- [Records shown]
PR #1124, opened 2023-10-31
Feature/alcs 1227

mhuseinov:
- added mapping for missing application field
- do not override ALCS data with OATS null for specific fields
- validation script


lstod (approved):
⚡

- [Exercise] Reproduce each entry exactly, leaving out nothing.

- [Answer space]
PR #1124, opened 2023-10-31
Feature/alcs 1227

mhuseinov:
- added mapping for missing application field
- do not override ALCS data with OATS null for specific fields
- validation script


lstod (approved):
⚡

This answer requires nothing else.